▶ WHAT IS BEING ASKED: Give back all of the data exactly.

______

PR #1147, opened 2022-11-17
feat: detect and report cyclic assignments in Style

wodeni:
# Description

Related issue/PR: #760 

Style doesn't allow the user to assign values cyclically. For instance, `a = a + 1` is not a valid Style expression. Currently, the system fails silently whenever that happens. This PR adds an explicit check and report such errors in a human-readable way.

* Accumulate source location when building up the dependency graph in the first compilation pass
* Retrieve the source location and pretty-print them in error reporting

TODO

# Checklist

# Open questions

Generally the Style compiler doesn't keep source locations around for long. Is there a more principled way to keep track of them?

### DIFF
--- a/packages/core/src/compiler/Style.ts
+++ b/packages/core/src/compiler/Style.ts
@@ -2881,7 +2881,6 @@ export const translate = (
     })
   );
   if (cycles.length > 0) {
-    // TODO: improve the error
     return {
       ...trans,
       diagnostics: oneErr({ tag: "CyclicAssignmentError", cycles }),
--- a/packages/core/src/compiler/Style.ts
+++ b/packages/core/src/compiler/Style.ts
@@ -1745,15 +1745,7 @@ const insertExpr = (
   updateExpr(path, assignment, "Assign", (field, prop, fielded) => {
     const warns: StyleWarning[] = [];
     if (prop === undefined) {
-      const source = processExpr(
-        {
-          ...block,
-          start: expr.start,
-          end: expr.end,
-          locals: assignment.locals,
-        },
-        expr
-      );
+      const source = processExpr({ ...block, locals: assignment.locals }, expr);
       if (source.isErr()) {
         return err(source.error);
       }
@@ -1765,7 +1757,7 @@ const insertExpr = (
       if (expr.tag === "GPIDecl") {
         return err({ tag: "NestedShapeError", expr });
       }
-      const shape: FieldSource | undefined = fielded.get(field);
+      const shape = fielded.get(field);
       if (shape === undefined) {
         return err({ tag: "MissingShapeError", path });
       }
@@ -1779,12 +1771,7 @@ const insertExpr = (
         dict: fielded.set(field, {
           ...shape,
           props: shape.props.set(prop, {
-            context: {
-              ...block,
-              start: expr.start,
-              end: expr.end,
-              locals: assignment.locals,
-            },
+            context: { ...block, locals: assignment.locals },
             expr,
           }),
         }),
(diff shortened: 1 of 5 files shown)


joshsunshine:
I've never head the phrase "cyclic assignment" before? Is this a standard name for statements like `x = x + 1`?

wodeni:
> I've never head the phrase "cyclic assignment" before? Is this a standard name for statements like `x = x + 1`?

Feel free to suggest a name! Don't really know a standard name. "In-place" may be reasonable but a bit jargon-y. The error message does print out all cycles, so perhaps that helps with readability.

samestep:
> Generally the Style compiler doesn't keep source locations around for long. Is there a more principled way to keep track of them?

I would say this isn't really true; if I remember correctly, while working on #984 I put a lot of effort into using concrete syntax nodes wherever possible and passing those all the way through the compiler, as well as adding source location info to other places as well (this is why pretty much all the existing error messages print source location info now). But I'm sure there is room for improvement; not sure what exactly a more principled way would look like.

packages/core/src/utils/Error.ts
```diff
@@ -433,7 +442,8 @@ canvas {
 };
 
 const showCycles = (cycles: string[][]) => {
-  const pathString = (path: string[]) => path.join(" -> ");
+  // repeats the cycle start again
+  const pathString = (path: string[]) => [...path, path[0]].join(" <-> ");
```
samestep, line 446: Could you explain the reasoning behind changing this from a single arrow to a double arrow? The former feels more accurate to me.

samestep:
@wodeni I rewrote your code to make use of the `SourceRange` info that was already present instead of adding it to the `Context` type, and also added a bit more code to handle the case where the node is `ShapeType | undefined` and not `WithContext<NotShape>`, instead of just casting. Does this look reasonable? If so then this looks good to me after removing the TODO comments.

packages/core/src/types/errors.ts
```diff
@@ -356,6 +357,12 @@ export interface CanvasNonexistentDimsError {
   type?: Expr<A>["tag"];
 }
 
+export interface CyclicAssignmentError {
+  tag: "CyclicAssignmentError";
+  // TODO: improve types, currently the generated id and source location
```
samestep, line 362: Probably remove this, unless you had a specific improvement in mind?

```suggestion
```

packages/core/src/compiler/Style.ts
```diff
@@ -2867,6 +2867,27 @@ export const translate = (
...
+        id,
+        src:
+          e === undefined || typeof e === "string"
+            ? undefined
+            : { start: e.expr.start, end: e.expr.end },
+      };
+    })
+  );
+  if (cycles.length > 0) {
+    // TODO: improve the error
```
samestep, line 2884: Same here; unless you had something specific in mind

```suggestion
```

samestep (approved):

packages/core/src/utils/Error.ts
wodeni: mostly trying to see how it'd look on the screen. the reasoning is that you can go in any direction because it's a cycle

wodeni:
> @wodeni I rewrote your code to make use of the `SourceRange` info that was already present instead of adding it to the `Context` type, and also added a bit more code to handle the case where the node is `ShapeType | undefined` and not `WithContext<NotShape>`, instead of just casting. Does this look reasonable? If so then this looks good to me after removing the TODO comments.

Oh thanks! Yeah looks reasonable to me. I wasn't super sure about how much info `DepGraph` stores. The memory of reviewing #984 got a little blurry :P.

packages/core/src/types/errors.ts
wodeni: I was hoping to make `cycles: Expr<C>[][]`, but I guess there might be some exceptions to this?

packages/core/src/utils/Error.ts
samestep: Ah gotcha; that's not true though, like if you have the cycle `1 -> 2 -> 3 -> 1`, that's different from the cycle `1 -> 3 -> 2 -> 1`. Is it OK if we change it back?

packages/core/src/types/errors.ts
samestep: Ah gotcha; yeah we can't actually do that, because some `DepGraph` nodes represent shapes rather than shape properties, and in general there isn't a single expression representing a shape, because `override` allows people to replace a single property of a shape while leaving the rest of the shape unchanged:

https://github.com/penrose/penrose/blob/654571a52fd347c4078db95da277e7c231bacbf6/packages/core/src/types/styleSemantics.ts#L149-L154

samestep:
@wodeni feel free to merge this!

______

▶ ANSWER TO THIS EXERCISE:
PR #1147, opened 2022-11-17
feat: detect and report cyclic assignments in Style

wodeni:
# Description

Related issue/PR: #760 

Style doesn't allow the user to assign values cyclically. For instance, `a = a + 1` is not a valid Style expression. Currently, the system fails silently whenever that happens. This PR adds an explicit check and report such errors in a human-readable way.

* Accumulate source location when building up the dependency graph in the first compilation pass
* Retrieve the source location and pretty-print them in error reporting

TODO

# Checklist

# Open questions

Generally the Style compiler doesn't keep source locations around for long. Is there a more principled way to keep track of them?

### DIFF
--- a/packages/core/src/compiler/Style.ts
+++ b/packages/core/src/compiler/Style.ts
@@ -2881,7 +2881,6 @@ export const translate = (
     })
   );
   if (cycles.length > 0) {
-    // TODO: improve the error
     return {
       ...trans,
       diagnostics: oneErr({ tag: "CyclicAssignmentError", cycles }),
--- a/packages/core/src/compiler/Style.ts
+++ b/packages/core/src/compiler/Style.ts
@@ -1745,15 +1745,7 @@ const insertExpr = (
   updateExpr(path, assignment, "Assign", (field, prop, fielded) => {
     const warns: StyleWarning[] = [];
     if (prop === undefined) {
-      const source = processExpr(
-        {
-          ...block,
-          start: expr.start,
-          end: expr.end,
-          locals: assignment.locals,
-        },
-        expr
-      );
+      const source = processExpr({ ...block, locals: assignment.locals }, expr);
       if (source.isErr()) {
         return err(source.error);
       }
@@ -1765,7 +1757,7 @@ const insertExpr = (
       if (expr.tag === "GPIDecl") {
         return err({ tag: "NestedShapeError", expr });
       }
-      const shape: FieldSource | undefined = fielded.get(field);
+      const shape = fielded.get(field);
       if (shape === undefined) {
         return err({ tag: "MissingShapeError", path });
       }
@@ -1779,12 +1771,7 @@ const insertExpr = (
         dict: fielded.set(field, {
           ...shape,
           props: shape.props.set(prop, {
-            context: {
-              ...block,
-              start: expr.start,
-              end: expr.end,
-              locals: assignment.locals,
-            },
+            context: { ...block, locals: assignment.locals },
             expr,
           }),
         }),
(diff shortened: 1 of 5 files shown)


joshsunshine:
I've never head the phrase "cyclic assignment" before? Is this a standard name for statements like `x = x + 1`?

wodeni:
> I've never head the phrase "cyclic assignment" before? Is this a standard name for statements like `x = x + 1`?

Feel free to suggest a name! Don't really know a standard name. "In-place" may be reasonable but a bit jargon-y. The error message does print out all cycles, so perhaps that helps with readability.

samestep:
> Generally the Style compiler doesn't keep source locations around for long. Is there a more principled way to keep track of them?

I would say this isn't really true; if I remember correctly, while working on #984 I put a lot of effort into using concrete syntax nodes wherever possible and passing those all the way through the compiler, as well as adding source location info to other places as well (this is why pretty much all the existing error messages print source location info now). But I'm sure there is room for improvement; not sure what exactly a more principled way would look like.

packages/core/src/utils/Error.ts
```diff
@@ -433,7 +442,8 @@ canvas {
 };
 
 const showCycles = (cycles: string[][]) => {
-  const pathString = (path: string[]) => path.join(" -> ");
+  // repeats the cycle start again
+  const pathString = (path: string[]) => [...path, path[0]].join(" <-> ");
```
samestep, line 446: Could you explain the reasoning behind changing this from a single arrow to a double arrow? The former feels more accurate to me.

samestep:
@wodeni I rewrote your code to make use of the `SourceRange` info that was already present instead of adding it to the `Context` type, and also added a bit more code to handle the case where the node is `ShapeType | undefined` and not `WithContext<NotShape>`, instead of just casting. Does this look reasonable? If so then this looks good to me after removing the TODO comments.

packages/core/src/types/errors.ts
```diff
@@ -356,6 +357,12 @@ export interface CanvasNonexistentDimsError {
   type?: Expr<A>["tag"];
 }
 
+export interface CyclicAssignmentError {
+  tag: "CyclicAssignmentError";
+  // TODO: improve types, currently the generated id and source location
```
samestep, line 362: Probably remove this, unless you had a specific improvement in mind?

```suggestion
```

packages/core/src/compiler/Style.ts
```diff
@@ -2867,6 +2867,27 @@ export const translate = (
...
+        id,
+        src:
+          e === undefined || typeof e === "string"
+            ? undefined
+            : { start: e.expr.start, end: e.expr.end },
+      };
+    })
+  );
+  if (cycles.length > 0) {
+    // TODO: improve the error
```
samestep, line 2884: Same here; unless you had something specific in mind

```suggestion
```

samestep (approved):

packages/core/src/utils/Error.ts
wodeni: mostly trying to see how it'd look on the screen. the reasoning is that you can go in any direction because it's a cycle

wodeni:
> @wodeni I rewrote your code to make use of the `SourceRange` info that was already present instead of adding it to the `Context` type, and also added a bit more code to handle the case where the node is `ShapeType | undefined` and not `WithContext<NotShape>`, instead of just casting. Does this look reasonable? If so then this looks good to me after removing the TODO comments.

Oh thanks! Yeah looks reasonable to me. I wasn't super sure about how much info `DepGraph` stores. The memory of reviewing #984 got a little blurry :P.

packages/core/src/types/errors.ts
wodeni: I was hoping to make `cycles: Expr<C>[][]`, but I guess there might be some exceptions to this?

packages/core/src/utils/Error.ts
samestep: Ah gotcha; that's not true though, like if you have the cycle `1 -> 2 -> 3 -> 1`, that's different from the cycle `1 -> 3 -> 2 -> 1`. Is it OK if we change it back?

packages/core/src/types/errors.ts
samestep: Ah gotcha; yeah we can't actually do that, because some `DepGraph` nodes represent shapes rather than shape properties, and in general there isn't a single expression representing a shape, because `override` allows people to replace a single property of a shape while leaving the rest of the shape unchanged:

https://github.com/penrose/penrose/blob/654571a52fd347c4078db95da277e7c231bacbf6/packages/core/src/types/styleSemantics.ts#L149-L154

samestep:
@wodeni feel free to merge this!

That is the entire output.